Segment Start: Dataset content

PR #10427, opened 2025-10-02
Fix oauth support for MCP servers

### LINKED ISSUE #10165: MCP SSE errors
### What happened?

When starting up Gemini, I get errors connecting to my specified MCP servers:

```
│ Debug Console (ctrl+o to close)                                               │
│                                                                               │
│ ℹ Authenticated via "gemini-api-key".                                        │
│ ✖ MCP ERROR (Notion): Error: SSE error: Non-200 status code (401)            │
│ ✖ Error during discovery for server 'Notion': SSE error: Non-200 status code │
│    (401)                                                                      │
│ ✖ MCP ERROR (context7): Error: SSE stream disconnected: TypeError:           │
│    terminated (x2)
```

There should be no errors, since both MCP servers are specified correctly (they used to connect successfully).

### Client information

<details>

```console
> /about
│ CLI Version     0.6.1                         │
│ Git Commit      f3078136                      │
│ Model           gemini-2.5-pro                │
│ Sandbox         no sandbox                    │
│ OS              linux                         │
│ Auth Method     gemini-api-key
```

</details>

### Login information

_No response_

_No response_

jakemac53:
## TLDR

Previously during tool discovery we would go through a different code path than the standard one to connect to the MCP server, and this code path did not support OAUTH. This caused OAUTH mcp servers to not connect at all.

I changed that logic to use the same top level function that is used by other code paths.

## Dive Deeper

Longer term it seems to me like we are connecting to these servers repeatedly, and through many different code paths which is very confusing. The culprit in this case was the McpClientManager which has a `discoverAllMcpTools` function which calls McpClient.connect, but then we also have a top level `connectAndDiscover` function in mcp-client.ts which this mcp client manager does not use, and that function would do the oauth stuff correctly.

We should try and consolidate all this code into the McpClientManager or something along those lines to reduce duplicate code paths.

## Reviewer Test Plan

Attempt to connect to an MCP server that supports oauth.

## Testing Matrix

|          | 🍏  | 🪟  | 🐧  |
| npm run  | ❓  | ❓  | ❓  |
| npx      | ❓  | ❓  | ❓  |
| Docker   | ❓  | ❓  | ❓  |
| Podman   | ❓  | -   | -   |
| Seatbelt | ❓  | -   | -   |

## Linked issues / bugs

Fixes https://github.com/google-gemini/gemini-cli/issues/10165

### DIFF
--- a/packages/core/src/tools/mcp-client.ts
+++ b/packages/core/src/tools/mcp-client.ts
@@ -55,6 +55,8 @@ export type DiscoveredMCPPrompt = Prompt & {
 export enum MCPServerStatus {
   /** Server is disconnected or experiencing errors */
   DISCONNECTED = 'disconnected',
+  /** Server is actively disconnecting */
+  DISCONNECTING = 'disconnecting',
   /** Server is in the process of connecting */
   CONNECTING = 'connecting',
   /** Server is connected and ready to use */
@@ -83,7 +85,6 @@ export class McpClient {
   private client: Client | undefined;
   private transport: Transport | undefined;
   private status: MCPServerStatus = MCPServerStatus.DISCONNECTED;
-  private isDisconnecting = false;
 
   constructor(
     private readonly serverName: string,
@@ -98,12 +99,10 @@ export class McpClient {
    * Connects to the MCP server.
    */
   async connect(): Promise<void> {
-    if (this.client) {
-      // Already connected
-      return;
-    }
-    if (this.isDisconnecting) {
-      throw new Error('Cannot reconnect while still disconnecting');
+    if (this.status !== MCPServerStatus.DISCONNECTED) {
+      throw new Error(
+        `Can only connect when the client is disconnected, current state is ${this.status}`,
+      );
     }
     this.updateStatus(MCPServerStatus.CONNECTING);
     try {
@@ -115,10 +114,10 @@ export class McpClient {
       );
       const originalOnError = this.client.onerror;
       this.client.onerror = (error) => {
-        if (originalOnError) originalOnError(error);
-        if (this.isDisconnecting) {
+        if (this.status !== MCPServerStatus.CONNECTED) {
           return;
         }
+        if (originalOnError) originalOnError(error);
         console.error(`MCP ERROR (${this.serverName}):`, error.toString());
         this.updateStatus(MCPServerStatus.DISCONNECTED);
       };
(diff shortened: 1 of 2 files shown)


packages/core/src/tools/mcp-client.ts
```diff
@@ -188,11 +168,12 @@ export class McpClient {
     updateMCPServerStatus(this.serverName, status);
   }
 
-  private async createTransport(): Promise<Transport> {
-    return createTransport(this.serverName, this.serverConfig, this.debugMode);
-  }
-
   private async discoverTools(cliConfig: Config): Promise<DiscoveredMCPTool[]> {
+    if (!this.client) {
```
cornmander: Can you wrap this in a helper and use the helper in discoverTools and discoverPrompts? verifyConnected() or something like this.

packages/core/src/tools/mcp-client.ts
```diff
@@ -168,12 +142,18 @@ export class McpClient {
    * Disconnects from the MCP server.
    */
   async disconnect(): Promise<void> {
+    if (this.isDisconnecting) return;
```
cornmander: Can we do something simpler here, and just check if client is set? Why do we need a separate state variable?

packages/core/src/tools/mcp-client.ts
```diff
@@ -92,51 +92,25 @@ export class McpClient {
...
-        timeout: this.serverConfig.timeout,
-      });
-
+      this.client = await connectToMcpServer(
+        this.serverName,
+        this.serverConfig,
+        this.debugMode,
+        this.workspaceContext,
+      );
       this.updateStatus(MCPServerStatus.CONNECTED);
```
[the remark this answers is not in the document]
jakemac53: Yikes it looks like the MCP server state is also managed separately today for the top level `connectToMcpServer` function versus things going through `McpClient.connect`. I have just added an extra onerror handler here so _both_ states will be update but this is another thing that needs to be cleaned up.

packages/core/src/tools/mcp-client.ts
```diff
@@ -168,12 +142,18 @@ export class McpClient {
...
     if (this.transport) {
       await this.transport.close();
     }
-    this.client.close();
+    if (client) {
+      await client?.close();
+    }
     this.updateStatus(MCPServerStatus.DISCONNECTED);
+    this.isDisconnecting = false;
   }
```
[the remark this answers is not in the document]
jakemac53: I update this so calling `connect` while still disconnecting is an error. That looks safe to do (current code does await `disconnect` calls).

packages/core/src/tools/mcp-client.ts
cornmander: I see the code in the other code path is doing the same.

jakemac53: Sure, I could do that

packages/core/src/tools/mcp-client.ts
jakemac53: done

jacob314 (commented):
Should we add additional tests to mcp-client.test.ts to avoid regressing this?

jakemac53:
> Should we add additional tests to mcp-client.test.ts to avoid regressing this?

We should but it will take some work to set up, I am trying to write some tests though

jakemac53:
@jacob314 I did add some tests

scidomino:
FYI, you should merge changes from main since it contains a fix that makes integration test much less flakey.

jacob314 (approved):
lgtm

Segment End: Dataset content

■ Exercise prompt
Could you write out all of the data again, exactly as given?

■ Problem solution
PR #10427, opened 2025-10-02
Fix oauth support for MCP servers

### LINKED ISSUE #10165: MCP SSE errors
### What happened?

When starting up Gemini, I get errors connecting to my specified MCP servers:

```
│ Debug Console (ctrl+o to close)                                               │
│                                                                               │
│ ℹ Authenticated via "gemini-api-key".                                        │
│ ✖ MCP ERROR (Notion): Error: SSE error: Non-200 status code (401)            │
│ ✖ Error during discovery for server 'Notion': SSE error: Non-200 status code │
│    (401)                                                                      │
│ ✖ MCP ERROR (context7): Error: SSE stream disconnected: TypeError:           │
│    terminated (x2)
```

There should be no errors, since both MCP servers are specified correctly (they used to connect successfully).

### Client information

<details>

```console
> /about
│ CLI Version     0.6.1                         │
│ Git Commit      f3078136                      │
│ Model           gemini-2.5-pro                │
│ Sandbox         no sandbox                    │
│ OS              linux                         │
│ Auth Method     gemini-api-key
```

</details>

### Login information

_No response_

_No response_

jakemac53:
## TLDR

Previously during tool discovery we would go through a different code path than the standard one to connect to the MCP server, and this code path did not support OAUTH. This caused OAUTH mcp servers to not connect at all.

I changed that logic to use the same top level function that is used by other code paths.

## Dive Deeper

Longer term it seems to me like we are connecting to these servers repeatedly, and through many different code paths which is very confusing. The culprit in this case was the McpClientManager which has a `discoverAllMcpTools` function which calls McpClient.connect, but then we also have a top level `connectAndDiscover` function in mcp-client.ts which this mcp client manager does not use, and that function would do the oauth stuff correctly.

We should try and consolidate all this code into the McpClientManager or something along those lines to reduce duplicate code paths.

## Reviewer Test Plan

Attempt to connect to an MCP server that supports oauth.

## Testing Matrix

|          | 🍏  | 🪟  | 🐧  |
| npm run  | ❓  | ❓  | ❓  |
| npx      | ❓  | ❓  | ❓  |
| Docker   | ❓  | ❓  | ❓  |
| Podman   | ❓  | -   | -   |
| Seatbelt | ❓  | -   | -   |

## Linked issues / bugs

Fixes https://github.com/google-gemini/gemini-cli/issues/10165

### DIFF
--- a/packages/core/src/tools/mcp-client.ts
+++ b/packages/core/src/tools/mcp-client.ts
@@ -55,6 +55,8 @@ export type DiscoveredMCPPrompt = Prompt & {
 export enum MCPServerStatus {
   /** Server is disconnected or experiencing errors */
   DISCONNECTED = 'disconnected',
+  /** Server is actively disconnecting */
+  DISCONNECTING = 'disconnecting',
   /** Server is in the process of connecting */
   CONNECTING = 'connecting',
   /** Server is connected and ready to use */
@@ -83,7 +85,6 @@ export class McpClient {
   private client: Client | undefined;
   private transport: Transport | undefined;
   private status: MCPServerStatus = MCPServerStatus.DISCONNECTED;
-  private isDisconnecting = false;
 
   constructor(
     private readonly serverName: string,
@@ -98,12 +99,10 @@ export class McpClient {
    * Connects to the MCP server.
    */
   async connect(): Promise<void> {
-    if (this.client) {
-      // Already connected
-      return;
-    }
-    if (this.isDisconnecting) {
-      throw new Error('Cannot reconnect while still disconnecting');
+    if (this.status !== MCPServerStatus.DISCONNECTED) {
+      throw new Error(
+        `Can only connect when the client is disconnected, current state is ${this.status}`,
+      );
     }
     this.updateStatus(MCPServerStatus.CONNECTING);
     try {
@@ -115,10 +114,10 @@ export class McpClient {
       );
       const originalOnError = this.client.onerror;
       this.client.onerror = (error) => {
-        if (originalOnError) originalOnError(error);
-        if (this.isDisconnecting) {
+        if (this.status !== MCPServerStatus.CONNECTED) {
           return;
         }
+        if (originalOnError) originalOnError(error);
         console.error(`MCP ERROR (${this.serverName}):`, error.toString());
         this.updateStatus(MCPServerStatus.DISCONNECTED);
       };
(diff shortened: 1 of 2 files shown)


packages/core/src/tools/mcp-client.ts
```diff
@@ -188,11 +168,12 @@ export class McpClient {
     updateMCPServerStatus(this.serverName, status);
   }
 
-  private async createTransport(): Promise<Transport> {
-    return createTransport(this.serverName, this.serverConfig, this.debugMode);
-  }
-
   private async discoverTools(cliConfig: Config): Promise<DiscoveredMCPTool[]> {
+    if (!this.client) {
```
cornmander: Can you wrap this in a helper and use the helper in discoverTools and discoverPrompts? verifyConnected() or something like this.

packages/core/src/tools/mcp-client.ts
```diff
@@ -168,12 +142,18 @@ export class McpClient {
    * Disconnects from the MCP server.
    */
   async disconnect(): Promise<void> {
+    if (this.isDisconnecting) return;
```
cornmander: Can we do something simpler here, and just check if client is set? Why do we need a separate state variable?

packages/core/src/tools/mcp-client.ts
```diff
@@ -92,51 +92,25 @@ export class McpClient {
...
-        timeout: this.serverConfig.timeout,
-      });
-
+      this.client = await connectToMcpServer(
+        this.serverName,
+        this.serverConfig,
+        this.debugMode,
+        this.workspaceContext,
+      );
       this.updateStatus(MCPServerStatus.CONNECTED);
```
[the remark this answers is not in the document]
jakemac53: Yikes it looks like the MCP server state is also managed separately today for the top level `connectToMcpServer` function versus things going through `McpClient.connect`. I have just added an extra onerror handler here so _both_ states will be update but this is another thing that needs to be cleaned up.

packages/core/src/tools/mcp-client.ts
```diff
@@ -168,12 +142,18 @@ export class McpClient {
...
     if (this.transport) {
       await this.transport.close();
     }
-    this.client.close();
+    if (client) {
+      await client?.close();
+    }
     this.updateStatus(MCPServerStatus.DISCONNECTED);
+    this.isDisconnecting = false;
   }
```
[the remark this answers is not in the document]
jakemac53: I update this so calling `connect` while still disconnecting is an error. That looks safe to do (current code does await `disconnect` calls).

packages/core/src/tools/mcp-client.ts
cornmander: I see the code in the other code path is doing the same.

jakemac53: Sure, I could do that

packages/core/src/tools/mcp-client.ts
jakemac53: done

jacob314 (commented):
Should we add additional tests to mcp-client.test.ts to avoid regressing this?

jakemac53:
> Should we add additional tests to mcp-client.test.ts to avoid regressing this?

We should but it will take some work to set up, I am trying to write some tests though

jakemac53:
@jacob314 I did add some tests

scidomino:
FYI, you should merge changes from main since it contains a fix that makes integration test much less flakey.

jacob314 (approved):
lgtm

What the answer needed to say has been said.